Ports - Constrained Entrypoints

In the internet of 2015, we have a processing model where a program may be running without the ability to open multiple -- or even single -- network ports. Most hosts are behind NAT, whether of household ISP variety or new containerized data-center type. And some programs may even be running in browsers, with no ability to open sockets directly (sort of). This presents challenges to completely peer-to-peer networks who aspire to connect any hosts together -- whether they're running on a page in the browser, or in a container within a container.

IPFS only needs a single channel of communication with the rest of the network. This may be a single TCP or UDP port, or a single connection through Websockets or WebRTC. In a sense, the role of the TCP/UDP network stack -- i.e. multiplexing applications and connections -- may now be forced to happen at the application level.

Transport Protocols

IPFS is transport agnostic. It can run on any transport protocol. The ipfs-addr format (which is an ipfs-specific multiaddr) describes the transport. For example:

# ipv4 + tcp
/ip4/10.1.10.10/tcp/29087/ipfs/QmVcSqVEsvm5RR9mBLjwpb2XjFVn5bPdPL69mL8PH45pPC

# ipv6 + tcp
/ip6/2601:9:4f82:5fff:aefd:ecff:fe0b:7cfe/tcp/1031/ipfs/QmRzjtZsTqL1bMdoJDwsC6ZnDX1PW1vTiav1xewHYAPJNT

# ipv4 + udp + udt
/ip4/104.131.131.82/udp/4001/udt/ipfs/QmaCpDMGvV2BGHeYERUEnRQAwe3N8SzbUtfsmvsqQLuvuJ

# ipv4 + udp + utp
/ip4/104.131.67.168/udp/1038/utp/ipfs/QmU184wLPg7afQjBjwUUFkeJ98Fp81GhHGurWvMqwvWEQN

IPFS delegtes the transport dialing to a multiaddr-based network pkg, such as go-multiaddr-net. It is advisable to build modules like this in other languages, and scope the implementation of other transport protocols.

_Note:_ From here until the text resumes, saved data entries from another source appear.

Issue #350, opened 2018-05-18
Can't figure out how to get a flamegraph for ajax post request.


CyborgMaster:
I can see the profiler badge for ajax requests by hitting any html page (it shows all of requests since the last html load), however I can't figure out how to get the flamegraphs for those requests.  Am I missing something?

CyborgMaster:
#352 is the way I ended up working around it for now.  

Because this is a JSON API post, there is no way to return the flamegraph directly to the browser, so the only option would be to cache it and return it on the next HTML request, in a similar fashion to the current summary stats that appear in the profile badge.  However, flamegraphs can be very large (10s or even 100s of megabytes) so caching many of these may be prohibitive.  

My solution was to add an option to save the flamegraph html to a file, where I can open it in a separate browser tab.

This is just a quick solution I threw together, but it turned out to be very effective for my use case. 
 Thoughts?

OsamaSayegh:
Perhaps I'm missing something here, but for you can append `?pp=flamegraph` to your URL and you'll get flamegraph for your request, this even works for JSON routes e.g. in any Discourse site (assuming I logged in as admin) I can do `/latest.json?pp=flamegraph` and I get a flamegraph. I think you're already aware of that, but does that not work for you or am I missing something?

CyborgMaster:
Yes, but in this case it's not a page load that is making the request, it's an Angular SPA using XHR.  Angular expects the response to be json and not html and then crashes.  Yes, I could do a manual page load instead of letting the SPA do it, but  the problem is that the slowdown only occurs in a particular sequence of API calls that the SPA is performing, so it's not feasible to have it be a full page load.

OsamaSayegh:
Ok, I think I understand your use case now: Your use case is that you want a JSON request to still return a JSON response, but you also want to somehow see the flamegraph for that request. You can't use `?pp=flamegraph` for two reasons:

1. `?pp=flamegraph` changes the response type for JSON to HTML;
2. in your application the slowdown occurs after a sequence of API calls, and if you were to use `?pp=flamegraph` there would be a quite a bit of manual work involved.

Does this sound right?

CyborgMaster:
Nailed it!  That describes the situation very well.

feliperaul:
Same here @OsamaSayegh

OsamaSayegh:
[...]

PR #352, opened 2018-05-19
Add the ability to save flamegraphs to a file

CyborgMaster:
This is useful for json api posts, and is my proposal for solving #350.

It follows the same pattern as `flamegraph_embed`, but allows you to save the flamegraph to an external html file, which you can then open in a separate browser tab.


SamSaffron:
very mixed on this, this would save it on the server and hunting down where the file is, is going to be mega difficult when deployed to a ton of web app servers

CyborgMaster:
This is true, but without this there is no way to look at them even in development, which is what my use case was.  We had a slow endpoint during development and no good way to figure out what it was locally because it was a json endpoint.  This allowed us to dive into what's going on.  I don't think we'd ever try and use it in production.

CyborgMaster:
Any further thoughts?

lib/mini_profiler/profiler.rb
```diff
@@ -331,8 +331,12 @@ def call(env)
       page_struct[:root].record_time((Process.clock_gettime(Process::CLOCK_MONOTONIC) - start) * 1000)
 
       if flamegraph
-        body.close if body.respond_to? :close
-        return client_settings.handle_cookie(self.flamegraph(flamegraph))
+        if query_string =~ /save/
+          ::File.write 'flamegraph.html', flamegraph
```
SamSaffron: I think you should write this to a file in `tmp` and then output where it was saved eg: 

```
saved flamegraph to tf23.docker  /tmp/flamegraphs_20190201-01023.html`
```

You get the hostname from `hostname`

williamcodes:
Is this PR dead? I'd love the ability to save a flamegraph. I've tried saving it in the browser but it doesn't work properly when I reopen it.

SamSaffron:
I support adding something here, but worried about where it is placing the file. if my comment is addressed I would be happy to merge.

CyborgMaster:
Sorry about that.  Somehow I missed the comment.  I'll make the changes and get it to you soon.

CyborgMaster:
@SamSaffron I saved the files in a temp directory as requested, however I wasn't sure how you wanted the filename outputted.  I can't modify the in-flight request because I don't know it's format; it could be json, xml, protobuf, etc.  In the code right now I just did `puts`, but how do you recommend it be done?

SamSaffron:
> Is this PR dead? I'd love the ability to save a flamegraph. I've tried saving it in the browser but it doesn't work properly when I reopen it.

I think the fundamental issue here is that this is already sort of supported `?pp=flamegraph_embed` allows you to get a flamegraph with all the stuff embedded so you can easily just save the html and load it in another browser / etc. 

What is the specific use case here that goes beyond the ability to share? 

I know I have flip flopped here a lot, but I worry about adding something that will be confusing to explain / use when `flamegraph_embed` already solves the issue.

williamcodes:
@SamSaffron saving the html and loading it in another browser was the first thing I tried. It doesn't save properly. I dunno if it's a css issue or a javascript issue or what. It looks like it might be okay when you first open the file, but the more you try to navigate, the more broken it becomes. If saving as HTML worked, I'd be satisfied with that, I just need to be able to save a file I can attach to a ticket and send to a colleague.

SamSaffron:
Oh it certainly works, as long as you use `?pp=flamegraph_embed` I just retested.

CyborgMaster:
Flamegraph embed is great for when things are opening in a browser.  This solves the problem of when your server just exposes a JSON API that a single page app hits over AJAX.  In that case, I don't believe there is any other way to get ahold of the flamegraph.  Usually this works by injecting it on page load, but that technique cannot work where there is no page being loaded.  More details are in #350.

OsamaSayegh:
Ok, @CyborgMaster explained his use case in https://github.com/MiniProfiler/rack-mini-profiler/issues/350#issuecomment-656761487 and why `?pp=flamegraph`/`?pp=flamegraph_embed` don't suffice for him. Personally I think this PR is OK, but will defer to @SamSaffron to make the final call.

nateberkopec:
This is now possible using the Speedscope visualizer - just use the export button.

Some of the transport protocols we will be using:

  • UTP
  • UDT
  • SCTP
  • WebRTC (SCTP, etc)
  • Websockets
  • TCP Remy

Non-IP Networks

Efforts like NDN and XIA are new architectures for the internet, which are closer to the model IPFS uses than what IP provides today. IPFS will be able to operate on top of these architectures trivially, as there is no assumptions made about the network stack in the protocol. Implementations will likley need to change, but changing implementations is vastly easier than changing protocols.